Еще одну картину Пикабиа — простое черное полотно с каббалистическими знаками — снял Бретон. Подчеркивалось, что Пикабиа там не было. «Он никогда лично не присутствовал на мероприятиях… Хотя у него хватало смелости написать и подписать самые дерзкие заявления, даже направленные против друзей, физической храбрости ему недоставало», — написал его друг Жорж Рибмон-Дессень[41] в книге мемуаров.
Вечер продолжился в том же духе. Наконец появился Тцара, которого Арагон объявил громоподобным голосом, и под видом своего произведения начал читать, с жутким акцентом, последнюю речь Леона Доде[42] в парламенте, тогда как Арагон и Бретон заглушали его голос двумя колокольчиками.
«Те, кто поощрял организацию вечера, как Сальмон и Хуан Грис, — пишет Мишель Сануйе, — почувствовали, что угодили в какую-то западню и что их репутация под угрозой… Они принялись бранить актеров и в особенности маленького чернявого поэта, который видал и не такое и невозмутимо продолжал читать хриплым голосом с раскатистыми «р». Такая сила инерции высекла ругательства, смешанные с ура-патриотическими возгласами: «В Цюрих! К позорному столбу!» — кричал Флоран Фельс.[43] Надо было бы на этом и остановиться.
К несчастью, Арагон возобновил чтение стихов, и занавес упал перед пустыми скамьями».
Бретон, Арагон, Супо и Элюар храбро продолжали бежать впереди паровоза еще целых семь месяцев, до августа 1920 года. Представление об этом периоде можно составить по стихотворению Арагона, опубликованному в одном из дадаистских журналов — «Каннибал»:
Самоубийство
Abcdef
ghijkl
mnopqr
stuvw
xyz
Поставить свою подпись под алфавитом — все равно что признать своим произведением писсуар, столь дорогой Дюшану.
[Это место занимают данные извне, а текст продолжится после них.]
PR #2701, opened 2026-02-21
Fix "Nonetype is not iterable" crash in _fetch_info()

GimleLarpes:
Currently, if both `result` and `additional_info` are `None`, the line `if quote in result and len(result[quote]["result"]) > 0:` crashes.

Та пятница «Литературы» стала единственной, но впоследствии почти каждый месяц проводилось какое-нибудь мероприятие: в феврале — в Салоне независимых, в марте — в театре «Эвр», в мае — в зале Гаво. «На первый взгляд, — комментирует Бретон, — нужный эффект как будто был достигнут: конформизм в дурацком положении, здравый смысл вне себя, пресса брызжет слюной… Изнутри же, по крайней мере в том, что касалось Арагона, Элюара и меня, ситуация воспринималась иначе. Ясно, что мы вовсю используем методы оглоушивания, «кретинизации» в мальдороровском смысле этого слова, а главное — безопасной провокации, разработанные в Цюрихе… Конечно, большинство из нас были молоды, бесперспективность подобной деятельности нисколько нас не смущала. Мы с Супо, например, были по уши довольны тем, что за скетч под заглавием «Вы меня забудете», исполненный нами же в зале Гаво, нас забросали яйцами, помидорами и бифштексами, которые зрители поспешно приобрели в антракте… Однако двое-трое из нас задумывались о том, не является ли это сражение за «Эрнани»,[44] снисходительно возобновляемое каждый месяц и разворачивающееся по одному и тому же сценарию, вещью в себе».